## ACTION ITEM
The response should consist of every record, reproduced exactly.

╭─ SUPPLIED RECORDS

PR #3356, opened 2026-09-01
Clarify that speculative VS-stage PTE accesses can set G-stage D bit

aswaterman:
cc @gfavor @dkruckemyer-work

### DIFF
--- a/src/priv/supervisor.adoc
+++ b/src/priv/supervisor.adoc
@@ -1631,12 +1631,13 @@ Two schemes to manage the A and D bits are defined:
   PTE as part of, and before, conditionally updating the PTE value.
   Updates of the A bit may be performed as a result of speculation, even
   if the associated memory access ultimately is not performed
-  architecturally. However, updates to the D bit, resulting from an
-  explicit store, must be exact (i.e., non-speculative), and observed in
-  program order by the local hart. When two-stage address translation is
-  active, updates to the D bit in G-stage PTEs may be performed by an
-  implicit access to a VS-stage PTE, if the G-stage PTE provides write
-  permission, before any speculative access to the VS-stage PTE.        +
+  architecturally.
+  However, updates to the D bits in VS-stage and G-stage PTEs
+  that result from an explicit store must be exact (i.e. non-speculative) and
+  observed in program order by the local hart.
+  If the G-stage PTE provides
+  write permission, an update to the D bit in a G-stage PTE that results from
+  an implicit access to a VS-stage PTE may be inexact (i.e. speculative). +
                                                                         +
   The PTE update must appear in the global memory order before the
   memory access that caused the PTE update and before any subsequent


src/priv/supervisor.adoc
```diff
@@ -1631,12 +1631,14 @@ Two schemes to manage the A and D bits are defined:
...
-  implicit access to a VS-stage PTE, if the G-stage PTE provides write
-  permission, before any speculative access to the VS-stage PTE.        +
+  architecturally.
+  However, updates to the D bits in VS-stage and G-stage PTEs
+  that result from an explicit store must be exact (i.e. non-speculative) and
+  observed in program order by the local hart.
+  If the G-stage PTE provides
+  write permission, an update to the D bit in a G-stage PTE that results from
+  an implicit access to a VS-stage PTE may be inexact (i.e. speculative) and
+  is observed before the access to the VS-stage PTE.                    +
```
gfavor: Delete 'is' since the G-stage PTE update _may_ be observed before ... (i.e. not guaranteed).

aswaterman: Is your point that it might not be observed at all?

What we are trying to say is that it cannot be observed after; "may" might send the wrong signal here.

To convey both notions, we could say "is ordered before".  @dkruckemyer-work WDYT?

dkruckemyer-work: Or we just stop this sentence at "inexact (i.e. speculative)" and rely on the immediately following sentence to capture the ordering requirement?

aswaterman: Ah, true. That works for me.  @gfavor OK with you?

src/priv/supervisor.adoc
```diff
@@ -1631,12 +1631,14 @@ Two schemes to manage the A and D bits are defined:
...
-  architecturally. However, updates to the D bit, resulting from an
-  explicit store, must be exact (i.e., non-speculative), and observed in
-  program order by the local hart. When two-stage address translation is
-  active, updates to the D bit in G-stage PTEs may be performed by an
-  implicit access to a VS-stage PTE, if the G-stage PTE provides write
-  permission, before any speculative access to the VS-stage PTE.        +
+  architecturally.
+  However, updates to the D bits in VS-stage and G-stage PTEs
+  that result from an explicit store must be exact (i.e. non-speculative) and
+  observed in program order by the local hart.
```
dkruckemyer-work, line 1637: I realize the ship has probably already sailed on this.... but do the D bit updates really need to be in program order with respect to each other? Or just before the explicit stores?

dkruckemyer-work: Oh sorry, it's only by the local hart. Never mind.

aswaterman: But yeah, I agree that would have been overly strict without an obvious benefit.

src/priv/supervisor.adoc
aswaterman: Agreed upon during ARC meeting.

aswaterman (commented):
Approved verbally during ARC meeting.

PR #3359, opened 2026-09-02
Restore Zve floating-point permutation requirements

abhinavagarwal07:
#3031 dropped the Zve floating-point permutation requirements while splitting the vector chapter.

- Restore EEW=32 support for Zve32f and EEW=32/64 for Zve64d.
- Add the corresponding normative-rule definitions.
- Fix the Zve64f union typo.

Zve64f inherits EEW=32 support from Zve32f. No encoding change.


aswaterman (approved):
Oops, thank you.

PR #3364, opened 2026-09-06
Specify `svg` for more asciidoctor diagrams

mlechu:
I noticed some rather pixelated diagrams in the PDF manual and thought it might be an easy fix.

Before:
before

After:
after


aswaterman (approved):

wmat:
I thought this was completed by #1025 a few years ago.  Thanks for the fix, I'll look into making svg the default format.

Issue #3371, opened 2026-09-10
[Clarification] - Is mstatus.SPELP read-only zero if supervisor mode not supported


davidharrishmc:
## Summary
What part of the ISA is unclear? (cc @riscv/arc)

╰─

## ANSWER TO THE EXERCISE
PR #3356, opened 2026-09-01
Clarify that speculative VS-stage PTE accesses can set G-stage D bit

aswaterman:
cc @gfavor @dkruckemyer-work

### DIFF
--- a/src/priv/supervisor.adoc
+++ b/src/priv/supervisor.adoc
@@ -1631,12 +1631,13 @@ Two schemes to manage the A and D bits are defined:
   PTE as part of, and before, conditionally updating the PTE value.
   Updates of the A bit may be performed as a result of speculation, even
   if the associated memory access ultimately is not performed
-  architecturally. However, updates to the D bit, resulting from an
-  explicit store, must be exact (i.e., non-speculative), and observed in
-  program order by the local hart. When two-stage address translation is
-  active, updates to the D bit in G-stage PTEs may be performed by an
-  implicit access to a VS-stage PTE, if the G-stage PTE provides write
-  permission, before any speculative access to the VS-stage PTE.        +
+  architecturally.
+  However, updates to the D bits in VS-stage and G-stage PTEs
+  that result from an explicit store must be exact (i.e. non-speculative) and
+  observed in program order by the local hart.
+  If the G-stage PTE provides
+  write permission, an update to the D bit in a G-stage PTE that results from
+  an implicit access to a VS-stage PTE may be inexact (i.e. speculative). +
                                                                         +
   The PTE update must appear in the global memory order before the
   memory access that caused the PTE update and before any subsequent


src/priv/supervisor.adoc
```diff
@@ -1631,12 +1631,14 @@ Two schemes to manage the A and D bits are defined:
...
-  implicit access to a VS-stage PTE, if the G-stage PTE provides write
-  permission, before any speculative access to the VS-stage PTE.        +
+  architecturally.
+  However, updates to the D bits in VS-stage and G-stage PTEs
+  that result from an explicit store must be exact (i.e. non-speculative) and
+  observed in program order by the local hart.
+  If the G-stage PTE provides
+  write permission, an update to the D bit in a G-stage PTE that results from
+  an implicit access to a VS-stage PTE may be inexact (i.e. speculative) and
+  is observed before the access to the VS-stage PTE.                    +
```
gfavor: Delete 'is' since the G-stage PTE update _may_ be observed before ... (i.e. not guaranteed).

aswaterman: Is your point that it might not be observed at all?

What we are trying to say is that it cannot be observed after; "may" might send the wrong signal here.

To convey both notions, we could say "is ordered before".  @dkruckemyer-work WDYT?

dkruckemyer-work: Or we just stop this sentence at "inexact (i.e. speculative)" and rely on the immediately following sentence to capture the ordering requirement?

aswaterman: Ah, true. That works for me.  @gfavor OK with you?

src/priv/supervisor.adoc
```diff
@@ -1631,12 +1631,14 @@ Two schemes to manage the A and D bits are defined:
...
-  architecturally. However, updates to the D bit, resulting from an
-  explicit store, must be exact (i.e., non-speculative), and observed in
-  program order by the local hart. When two-stage address translation is
-  active, updates to the D bit in G-stage PTEs may be performed by an
-  implicit access to a VS-stage PTE, if the G-stage PTE provides write
-  permission, before any speculative access to the VS-stage PTE.        +
+  architecturally.
+  However, updates to the D bits in VS-stage and G-stage PTEs
+  that result from an explicit store must be exact (i.e. non-speculative) and
+  observed in program order by the local hart.
```
dkruckemyer-work, line 1637: I realize the ship has probably already sailed on this.... but do the D bit updates really need to be in program order with respect to each other? Or just before the explicit stores?

dkruckemyer-work: Oh sorry, it's only by the local hart. Never mind.

aswaterman: But yeah, I agree that would have been overly strict without an obvious benefit.

src/priv/supervisor.adoc
aswaterman: Agreed upon during ARC meeting.

aswaterman (commented):
Approved verbally during ARC meeting.

PR #3359, opened 2026-09-02
Restore Zve floating-point permutation requirements

abhinavagarwal07:
#3031 dropped the Zve floating-point permutation requirements while splitting the vector chapter.

- Restore EEW=32 support for Zve32f and EEW=32/64 for Zve64d.
- Add the corresponding normative-rule definitions.
- Fix the Zve64f union typo.

Zve64f inherits EEW=32 support from Zve32f. No encoding change.


aswaterman (approved):
Oops, thank you.

PR #3364, opened 2026-09-06
Specify `svg` for more asciidoctor diagrams

mlechu:
I noticed some rather pixelated diagrams in the PDF manual and thought it might be an easy fix.

Before:
before

After:
after


aswaterman (approved):

wmat:
I thought this was completed by #1025 a few years ago.  Thanks for the fix, I'll look into making svg the default format.

Issue #3371, opened 2026-09-10
[Clarification] - Is mstatus.SPELP read-only zero if supervisor mode not supported


davidharrishmc:
## Summary
What part of the ISA is unclear? (cc @riscv/arc)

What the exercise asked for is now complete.